Low turnover came to be regarded as a desideratum for the well-managed, strike-free firm, an indication that the company was sensitive to the problems of its workers and that it provided them with outlets for voicing dissatisfaction. Moreover, a low turnover rate helped to stabilize worker effort and gave management time to build a corps of loyal employees. Although turnover costs were neither large nor rising, advocates of personnel management gave much emphasis to them, in order to legitimize reforms principally, the restriction of the foreman’s discharge prerogatives and the provision of employment security which they regarded as necessary for other reasons (Jacoby, 2004).  Turnover is said to be the rate of gain or lose of the company’s employees.  Turnover may lead to additional costs for the company in replacements for those who left.
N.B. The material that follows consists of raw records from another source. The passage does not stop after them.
PR #1231, opened 2025-07-24
DRAFT: Implement reparenting and disjoint access in tree_arena_safe

PoignardAzur:
Add `ArenaMutList::item_mut_disjoint`.
Add `ArenaMutList::reparent`.
Make `ArenaMapMut` an explicit part of the API.

Overall, the goal of this is to make reparenting possible while in the middle of iterating the widget tree.
This is a key part of the groundwork for the lifecycle refactor as described in [#masonry > Plan for widget lifecycle](https://xi.zulipchat.com/#narrow/channel/317477-masonry/topic/Plan.20for.20widget.20lifecycle).

### DIFF
--- a/tree_arena/src/tree_arena_safe.rs
+++ b/tree_arena/src/tree_arena_safe.rs
@@ -326,7 +326,7 @@ impl<T> ArenaMut<'_, T> {
 
 impl<'arena, T> ArenaRefList<'arena, T> {
     /// Returns `true` if the list has an element with the given id.
-    pub fn has(self, _parents_map: ArenaMapRef<'arena>, id: impl Into<NodeId>) -> bool {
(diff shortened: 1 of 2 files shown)


PoignardAzur:
This is, obviously, not remotely close to compiling, since it changes the arena APIs without updating the Masonry code that uses them.

@KGrewal1 I'm uploading this because I'm especially interested in your take on this API so far. How feasible do you think it would be to make a sound version of this API on the unsafe side?

KGrewal1:
apologies for taking so long to look at this 
- from looking the main benefit is the ability to get disjoint mutable access to the sub trees
- I do not think this is unfeasible though in practice though may require rethinking the current API a bit - not sure how hard this would  - the invariants for this should be stored in `parents_map` which is also in the safe version of the arena so the check for being disjoint in that should mirror over to disjoint in unsafe too, making this change easier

Turnover may also cost the company employees who can create the best products and best service. With more cases of turnover means lesser chances for the company to be successful. Turnover or the loss of employees is desirable in a company when they feel that the employees are not performing well in accordance with the standards set by the company.  All kinds of organizations expect that their employees will perform at their best and provide assistance in obtaining the company’s goal. Once the staff does not meet the expectations of the businesses, a decision must be made on whether the staff should remain or be removed from the company.  To minimize the risk of turnover the firm needs to establish a good relationship with the personnel. The firm needs to ensure that the personnel have the chance to air their grievances with any other member of the organization. The firm needs to make sure that they treat the personnel with outmost respect. To minimize the risk of turnover the firm needs to explain the goals of the company in achieving growth. The company needs to explain how the company’s growth would bring benefit to the personnel.  The personnel need to have an idea why they should try to help the company in achieving growth.  This would promote the needed virtues of communication and openness between the firm and the personnel.